[Stored data]

PR #756, opened 2019-07-17
[LZ4_compress_destSize + multi-blocks streaming] Fix rare data corruption bug

terrelln:
* Allow 2 extra match code bytes (line 1033).
* Fix a rare data corruption bug in LZ4_compress_destSize

When we had to shorten the match to fit in the output buffer, and the new match is before the `ip` where we found the match because of the "catch up" there will be positions in the table that are beyond the new `ip`. We must zero those positions so we don't corrupt the hash table.

Credit to OSS-Fuzz

### DIFF
--- a/lib/lz4.c
+++ b/lib/lz4.c
@@ -1027,7 +1027,7 @@ _next_match:
             }
 
             if ((outputDirective) &&    /* Check output buffer overflow */
-                (unlikely(op + (1 + LASTLITERALS) + (matchCode>>8) > olimit)) ) {
+                (unlikely(op + (1 + LASTLITERALS) + (matchCode+240)/255 > olimit)) ) {
                 if (outputDirective == fillOutput) {
                     /* Match description too long : reduce it */
                     U32 newMatchCode = 15 /* in token */ - 1 /* to avoid needing a zero byte */ + ((U32)(olimit - op) - 1 - LASTLITERALS) * 255;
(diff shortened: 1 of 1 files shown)


lib/lz4.c
```diff
@@ -1038,6 +1066,8 @@ LZ4_FORCE_INLINE int LZ4_compress_generic(
             } else
                 *token += (BYTE)(matchCode);
         }
+        /* Ensure we have enough space for the last literals. */
+        assert(!(outputDirective == fillOutput && op + 1 + LASTLITERALS > olimit));
```
terrelln: This assert isn't quite correct (or is exposing a bug) so I'll look into it.

terrelln: I believe it is triggered because the condition on line 1030 isn't quite right. As I understand it `matchCode>>8` has an off by one error in the division. Also, we could need one extra zero byte.

I think we need something like `(matchCode+240)/255`.

Cyan4973:
Looks good to me !
It's great you made this new test tool able to stress `LZ4_compress_destSize()` more thoroughly.

lib/lz4.c
terrelln: This assert was failing when `matchCode == 7665`. `matchCode >> 8 == 29`, but it actually needs 31 bytes since `(matchCode + 240) / 255 == 31` (the extra byte is needed because 7665 - 15 is a multiple of 255).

What you will do —
The entries above hold the needed span. Transcribe exactly the lines from the one with "[LZ4_compress_destSize + multi-blocks" to the one with "if ((outputDirective) &&", both included.

Answer for the task —
[LZ4_compress_destSize + multi-blocks streaming] Fix rare data corruption bug

terrelln:
* Allow 2 extra match code bytes (line 1033).
* Fix a rare data corruption bug in LZ4_compress_destSize

When we had to shorten the match to fit in the output buffer, and the new match is before the `ip` where we found the match because of the "catch up" there will be positions in the table that are beyond the new `ip`. We must zero those positions so we don't corrupt the hash table.

Credit to OSS-Fuzz

### DIFF
--- a/lib/lz4.c
+++ b/lib/lz4.c
@@ -1027,7 +1027,7 @@ _next_match:
             }
 
             if ((outputDirective) &&    /* Check output buffer overflow */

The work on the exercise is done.